◆ Exercise description:
For the records below, give the count of lines holding the word "case" and nothing more.
*** Given data ***
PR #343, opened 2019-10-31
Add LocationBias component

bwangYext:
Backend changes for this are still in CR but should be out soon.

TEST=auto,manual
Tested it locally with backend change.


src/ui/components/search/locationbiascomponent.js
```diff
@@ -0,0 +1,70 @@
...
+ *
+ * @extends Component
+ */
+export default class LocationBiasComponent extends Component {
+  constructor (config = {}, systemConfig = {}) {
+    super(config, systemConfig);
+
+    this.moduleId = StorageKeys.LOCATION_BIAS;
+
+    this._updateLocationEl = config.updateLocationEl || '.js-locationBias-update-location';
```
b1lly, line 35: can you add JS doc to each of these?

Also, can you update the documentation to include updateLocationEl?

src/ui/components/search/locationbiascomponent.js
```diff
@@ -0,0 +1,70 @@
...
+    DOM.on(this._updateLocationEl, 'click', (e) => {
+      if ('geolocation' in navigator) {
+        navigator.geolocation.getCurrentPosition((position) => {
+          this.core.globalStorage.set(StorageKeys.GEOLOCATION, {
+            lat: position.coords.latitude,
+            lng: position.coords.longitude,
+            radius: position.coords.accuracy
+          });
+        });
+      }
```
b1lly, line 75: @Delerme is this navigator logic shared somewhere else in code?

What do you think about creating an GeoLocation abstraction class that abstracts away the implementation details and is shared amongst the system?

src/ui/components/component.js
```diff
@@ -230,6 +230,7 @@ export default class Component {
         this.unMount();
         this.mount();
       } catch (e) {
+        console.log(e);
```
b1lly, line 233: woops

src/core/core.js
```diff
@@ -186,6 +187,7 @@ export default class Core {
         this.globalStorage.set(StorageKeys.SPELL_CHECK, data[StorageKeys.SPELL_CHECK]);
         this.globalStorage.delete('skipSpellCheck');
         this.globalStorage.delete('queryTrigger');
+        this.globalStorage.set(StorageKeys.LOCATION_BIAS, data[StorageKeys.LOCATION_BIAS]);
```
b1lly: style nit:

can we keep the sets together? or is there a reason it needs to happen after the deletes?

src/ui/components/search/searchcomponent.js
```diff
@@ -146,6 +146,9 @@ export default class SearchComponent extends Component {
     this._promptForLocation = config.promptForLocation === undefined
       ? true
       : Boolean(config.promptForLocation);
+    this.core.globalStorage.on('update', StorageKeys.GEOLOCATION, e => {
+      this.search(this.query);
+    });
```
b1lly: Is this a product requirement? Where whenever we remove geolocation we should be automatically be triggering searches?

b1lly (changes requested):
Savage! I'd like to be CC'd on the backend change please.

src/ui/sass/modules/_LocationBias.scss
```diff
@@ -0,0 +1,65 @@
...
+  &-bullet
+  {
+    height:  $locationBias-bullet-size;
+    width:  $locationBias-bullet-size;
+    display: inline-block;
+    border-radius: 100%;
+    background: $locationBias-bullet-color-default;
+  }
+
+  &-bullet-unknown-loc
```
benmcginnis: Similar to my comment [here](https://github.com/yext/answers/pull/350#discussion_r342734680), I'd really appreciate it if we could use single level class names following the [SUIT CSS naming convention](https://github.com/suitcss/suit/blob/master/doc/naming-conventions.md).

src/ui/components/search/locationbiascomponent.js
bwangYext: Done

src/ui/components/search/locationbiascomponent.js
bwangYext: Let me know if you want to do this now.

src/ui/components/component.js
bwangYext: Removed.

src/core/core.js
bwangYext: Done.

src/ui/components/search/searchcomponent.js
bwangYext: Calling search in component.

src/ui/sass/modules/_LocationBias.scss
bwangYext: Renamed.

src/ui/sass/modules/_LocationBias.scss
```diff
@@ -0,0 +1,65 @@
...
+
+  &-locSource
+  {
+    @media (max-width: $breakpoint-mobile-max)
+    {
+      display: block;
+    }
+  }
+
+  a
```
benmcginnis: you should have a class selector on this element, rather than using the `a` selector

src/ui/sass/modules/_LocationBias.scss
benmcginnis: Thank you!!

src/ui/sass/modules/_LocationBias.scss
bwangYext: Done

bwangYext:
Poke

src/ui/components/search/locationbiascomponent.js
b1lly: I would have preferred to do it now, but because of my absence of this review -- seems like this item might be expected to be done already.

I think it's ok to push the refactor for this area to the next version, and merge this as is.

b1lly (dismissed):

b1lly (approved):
***
*** Given data ***
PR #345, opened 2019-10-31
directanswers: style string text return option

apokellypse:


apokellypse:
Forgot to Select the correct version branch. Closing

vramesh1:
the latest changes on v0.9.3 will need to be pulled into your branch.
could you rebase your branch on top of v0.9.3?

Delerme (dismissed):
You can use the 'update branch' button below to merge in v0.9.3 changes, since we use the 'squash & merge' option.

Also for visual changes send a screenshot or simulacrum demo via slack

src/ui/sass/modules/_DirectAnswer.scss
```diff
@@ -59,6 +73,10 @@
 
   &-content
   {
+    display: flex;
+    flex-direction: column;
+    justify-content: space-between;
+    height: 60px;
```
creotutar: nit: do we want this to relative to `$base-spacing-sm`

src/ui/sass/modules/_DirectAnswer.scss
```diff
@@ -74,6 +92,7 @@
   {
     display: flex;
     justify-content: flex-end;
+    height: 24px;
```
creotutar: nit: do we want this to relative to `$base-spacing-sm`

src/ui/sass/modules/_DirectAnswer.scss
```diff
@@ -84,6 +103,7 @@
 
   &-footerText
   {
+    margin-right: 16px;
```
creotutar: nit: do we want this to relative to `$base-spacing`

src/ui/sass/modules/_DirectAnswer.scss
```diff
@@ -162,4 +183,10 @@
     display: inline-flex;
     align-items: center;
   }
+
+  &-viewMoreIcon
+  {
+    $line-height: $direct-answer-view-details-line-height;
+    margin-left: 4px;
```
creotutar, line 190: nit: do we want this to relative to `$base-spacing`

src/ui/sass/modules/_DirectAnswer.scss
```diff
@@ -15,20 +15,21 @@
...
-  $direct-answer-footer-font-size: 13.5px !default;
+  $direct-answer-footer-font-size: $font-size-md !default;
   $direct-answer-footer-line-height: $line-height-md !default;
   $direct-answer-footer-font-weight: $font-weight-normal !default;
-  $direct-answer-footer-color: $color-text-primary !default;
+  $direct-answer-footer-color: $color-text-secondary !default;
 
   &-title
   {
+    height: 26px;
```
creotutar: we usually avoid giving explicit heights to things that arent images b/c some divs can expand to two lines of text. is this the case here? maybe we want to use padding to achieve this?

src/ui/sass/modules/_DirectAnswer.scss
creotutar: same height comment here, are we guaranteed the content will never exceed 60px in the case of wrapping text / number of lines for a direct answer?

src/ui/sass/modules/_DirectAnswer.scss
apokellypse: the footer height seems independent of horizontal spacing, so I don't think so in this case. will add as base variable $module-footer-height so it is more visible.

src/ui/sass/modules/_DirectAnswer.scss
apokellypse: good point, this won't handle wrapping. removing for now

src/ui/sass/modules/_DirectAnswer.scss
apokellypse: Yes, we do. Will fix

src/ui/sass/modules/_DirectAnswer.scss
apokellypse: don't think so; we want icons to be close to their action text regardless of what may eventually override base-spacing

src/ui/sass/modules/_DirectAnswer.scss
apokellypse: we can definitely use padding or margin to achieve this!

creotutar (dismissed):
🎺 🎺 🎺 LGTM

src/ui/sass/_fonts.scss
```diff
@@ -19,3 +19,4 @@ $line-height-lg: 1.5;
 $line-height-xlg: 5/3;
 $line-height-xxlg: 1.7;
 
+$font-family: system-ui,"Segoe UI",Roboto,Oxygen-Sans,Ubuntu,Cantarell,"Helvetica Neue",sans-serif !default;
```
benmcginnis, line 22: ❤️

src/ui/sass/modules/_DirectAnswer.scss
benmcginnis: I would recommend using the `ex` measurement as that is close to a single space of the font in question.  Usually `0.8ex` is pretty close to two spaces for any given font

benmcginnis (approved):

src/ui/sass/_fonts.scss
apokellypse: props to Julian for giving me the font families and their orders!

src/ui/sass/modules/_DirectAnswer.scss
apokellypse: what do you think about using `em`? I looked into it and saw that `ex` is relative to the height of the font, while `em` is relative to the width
***
*** Given data ***
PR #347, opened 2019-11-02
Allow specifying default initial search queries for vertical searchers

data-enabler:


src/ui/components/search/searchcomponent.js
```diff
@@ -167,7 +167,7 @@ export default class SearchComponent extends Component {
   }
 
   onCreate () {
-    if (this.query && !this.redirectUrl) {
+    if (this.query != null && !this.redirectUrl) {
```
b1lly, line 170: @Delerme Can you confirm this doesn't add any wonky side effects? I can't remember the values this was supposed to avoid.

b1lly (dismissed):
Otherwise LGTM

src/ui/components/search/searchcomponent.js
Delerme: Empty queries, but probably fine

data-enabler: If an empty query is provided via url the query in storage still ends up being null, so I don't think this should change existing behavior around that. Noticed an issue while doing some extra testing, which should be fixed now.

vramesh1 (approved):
***
◆ Answer for the task:
3